Armis Mitre Attack Framework

IT/OT Convergence has already changed your industry. What’s next?

Understand and defend.

Before you can defend your Industrial Control System (ICS) infrastructure, you need to understand how an adversary might attack it. The new MITRE ATT&CK™ for ICS framework helps security practitioners —

  • Identify the most active threat actors targeting ICS environments.
  • Understand tactics and techniques most commonly used by threat actors.
  • Prioritize each tactic and technique based on probability and potential impact.
  • Assess current defenses, understand gaps, and plan improved defenses.
mitre attack matrix

Comprehensive coverage for MITRE ATT&CK for ICS.

The Armis Agentless Device Security Platform is the fastest, most efficient way to identify ATT&CK techniques in ICS and OT environments. As you will see in the matrix below, The Armis Platform provides comprehensive coverage for MITRE ATT&CK for ICS techniques. The Armis Platform passively monitors network traffic to detect attacks on ICS devices as well as other devices that, similarly, cannot accommodate security agents.

INITIAL ACCESS

Data Historian Compromise

Armis is able to detect and alert on abnormal traffic or communication behavior which may indicate that an adversary is attempting to compromise, or has already compromised, the Data Historian.

Drive-by Compromise

Armis’ policy engine can be configured to alert and take action whenever Armis observes a device accessing unauthorized or known malicious websites. Armis’ threat feeds automatically populate the list of known malicious sites, and a predefined policy can alert if a device reaches out to a site on the list.

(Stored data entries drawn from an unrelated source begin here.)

PR #2428, opened 2025-03-19
Update transformer assignment for `id` columns

### LINKED ISSUE #2416: Update transformer assignment for `id` columns

frances-h:
Resolve #2416

### DIFF
--- a/.github/workflows/dtypes.yml
+++ b/.github/workflows/dtypes.yml
@@ -1,4 +1,4 @@
-name: Integration Tests
+name: Dtypes Tests
 
 on:
   push:
@@ -10,7 +10,7 @@ concurrency:
   cancel-in-progress: true
 
 jobs:
-  integration:
+  dtypes:
     runs-on: ${{ matrix.os }}
     strategy:
       fail-fast: true
@@ -32,18 +32,9 @@ jobs:
       run: |
           python -m pip install --upgrade pip
           python -m pip install invoke .[test]
-    - name: Run integration tests
+    - name: Run dtypes benchmark tests
       env:
         PYDRIVE_CREDENTIALS: ${{ secrets.PYDRIVE_CREDENTIALS }}
 
       run: |
-        invoke integration
-
-    - if: matrix.os == 'ubuntu-latest' && matrix.python-version == 3.13
-      name: Upload integration codecov report
-      uses: codecov/codecov-action@v4
-      with:
-        flags: integration
-        file: ${{ github.workspace }}/integration_cov.xml
-        fail_ci_if_error: true
-        token: ${{ secrets.CODECOV_TOKEN }}
+        invoke benchmark-dtypes
--- a/sdv/data_processing/data_processor.py
+++ b/sdv/data_processing/data_processor.py
@@ -488,7 +488,7 @@ class DataProcessor:
         regex_format = column_metadata.get('regex_format', default_regex_format)
         transformer = rdt.transformers.RegexGenerator(
             regex_format=regex_format,
-            enforce_uniqueness=(column_name in self._keys),
+            cardinality_rule='unique',
             generation_order='scrambled',
         )
 
@@ -572,8 +572,7 @@ class DataProcessor:
                         column, sdtype, column_metadata, is_numeric
                     )
                     sdtypes[column] = 'text'
-
-                else:
+                elif column in self._keys or column_metadata.get('pii'):
                     if is_numeric:
                         function_name = 'random_int'
                         column_dtype = str(column_dtype).lower()
@@ -598,6 +597,9 @@ class DataProcessor:
                     )
 
                     sdtypes[column] = 'pii' if column_metadata.get('pii') else 'text'
+                else:
+                    transformers[column] = rdt.transformers.categorical.UniformEncoder()
+                    sdtypes[column] = 'id'
 
             elif sdtype == 'unknown':
                 sdtypes[column] = 'pii'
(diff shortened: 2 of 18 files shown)


sdv/data_processing/data_processor.py
```diff
@@ -572,8 +572,7 @@ def _create_config(self, data, columns_created_by_constraints):
                         column, sdtype, column_metadata, is_numeric
                     )
                     sdtypes[column] = 'text'
-
-                else:
+                elif column in self._keys or column_metadata.get('pii'):
```
amontanez24, line 575: I don't think the metadata should ever have the 'pii' field if the sdtype is an id. The accepted args for id are
https://github.com/sdv-dev/SDV/blob/6d7d67e43d2d6e56a6e5df686573ec0cd479bf52/sdv/metadata/single_table.py#L43-L50
we raise an error otherwise
https://github.com/sdv-dev/SDV/blob/6d7d67e43d2d6e56a6e5df686573ec0cd479bf52/sdv/metadata/single_table.py#L224

tests/integration/sequential/test_par.py
```diff
@@ -466,3 +466,35 @@ def test_par_categorical_column_represented_by_floats():
     # Assert
     synth.validate(sampled)
     assert sampled['category'].isin(data['category']).all()
+
+
+def test_par_multiple_sequence_keys():
+    """Test the ``PARSynthesizer`` end to end."""
```
amontanez24, line 472: can we add to the description here? I'm curious what the test is going for

sdv/sequential/par.py
```diff
@@ -70,19 +70,20 @@ class PARSynthesizer(LossValuesMixin, BaseSynthesizer):
     _model_sdtype_transformers = {'categorical': None, 'numerical': None, 'boolean': None}
 
     def _get_context_metadata(self):
+        context_metadata_dict = {}
         context_columns_dict = {}
         context_columns = self.context_columns.copy() if self.context_columns else []
         if self._sequence_key:
             context_columns += self._sequence_key
+            context_metadata_dict['primary_key'] = self._sequence_key[0]
```
amontanez24, line 78: The [docs](https://docs.sdv.dev/sdv/reference/metadata-spec/metadata-api#set_sequence_key) make it seem like we only support one sequence key

frances-h: Yeah, PAR stores the sequence key in a list as a relic from when we used to support composite sequence keys. I think we decided to just disallow more than one sequence key and didn't bother refactoring in case we wanted to allow more than one sequence key again in the future. 

Since we only allow one sequence key though, we know that if there's a sequence key it'll just be the first (and only) item in the list.

.github/workflows/dtypes.yml
R-Palazzo, line 1: This workflow is expected to fail currently?

R-Palazzo (approved):

.github/workflows/dtypes.yml
frances-h: Yep, basically it just runs the dtype report and checks the results against the previously saved version. Dtypes that were passing before because they were just being assigned `RegexGenerator` are failing now that they're being assigned `UniformEncoder`. Notably, the dtypes are failing are ones that are already failing for `UniformEncoder`.

Since we're in the process of overhauling the dtype report anyways, it doesn't make sense to fix it here. We can always re-run the dtype benchmark with these changes to update what the latest saved version of the report is so that these pass again.

sdv/multi_table/hma.py
```diff
@@ -52,8 +52,14 @@ def _get_num_data_columns(metadata):
         """
         columns_per_table = {}
         for table_name, table in metadata.tables.items():
+            key_columns = metadata._get_all_keys(table_name)
             columns_per_table[table_name] = sum([
-                1 for col in table.columns.values() if col['sdtype'] != 'id'
+                1
```
amontanez24, line 57: can we update the docstring on line 47 to say all columns that aren't modeled

amontanez24 (approved):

Engineering Workstation Compromise

Armis is able to alert on abnormal traffic or communication behavior which may indicate that an engineering workstation, SCADA or HMI has been compromised.

Exploit Public-Facing Application

Armis is able to detect software vulnerabilities on Internet-facing applications; this helps security managers take proactive steps to update the software or otherwise mitigate the risk of exploitation. Also, Armis continuously monitors the behavior of systems hosting public-facing applications to detect if they have been compromised.

External Remote Services*

Armis passively monitors device communications including active ports, services, and protocols. Armis compares patterns of remote service usage to normal patterns in order to detect unusual remote service activity.

Internet Accessible Device

Armis’ passive monitoring can identify specific devices that are communicating with the internet and therefore are internet accessible, and can alert on those devices that should not be exhibiting this type of communication.

Replication Through Removable Media

Armis monitors network traffic, so once a malicious application is active on the network, even those transferred through removable media, Armis will be able to detect malicious activity.

Spearphishing Attachment

If a system has been compromised through a spearfishing attachment, Armis will detect and alert on abnormal behavior caused by the malware / attacker.

Supply Chain Compromise

Armis passively and continuously monitors the behavior of every device on our customers’ networks. Armis compares every device’s real-time activity to the established and “known-good” activity baseline for the specific device which is stored in our Device Knowledge Base. When abnormal behavior in your network is detected, Armis updates the risk score and generates a security alert. In the event of a supply chain compromise, Armis will alert when the compromised product behaves abnormal compared to other legitimate products.

Wireless Compromise

Armis passively monitors all communications in the 2.3 and 5 GHz frequency spectrum which is used by Wi-Fi, BLE, and other peer-to-peer protocols. Through this monitoring, Armis is able to detect and alert on unauthorized devices and unexpected or malicious wireless activity.

EXECUTION

Change Program State

Armis is able to detect and alert on a wide range of PLC-specific network traffic, including the commands related to changing the program state on a device.

Command-Line Interface

Armis is able to monitor remote access services such as SSH, Telnet, and RDP which are likely to be used by attackers who are attempting to access ICS environments via the command-line interface. When such remote access activity is abnormal (e.g. at an unusual time of the day, or the first such remote access ever observed), Armis can alert on the remote access service activity.

Execution through API

Armis can detect API calls and, through its threat detection engine, alert if the API activity, or the source of the API calls, is abnormal.

Graphical User Interface

Armis’s passive monitoring of device communications patterns allows Armis to detect abnormal traffic which may indicate an adversary is remotely accessing a GUI to conduct malicious behavior.

Man in the Middle

Armis’s passive monitoring of device communications, including network traffic characteristics such things as TCP options and latency, allows Armis to detect anomalies which may indicate a Man-in-the-Middle attack.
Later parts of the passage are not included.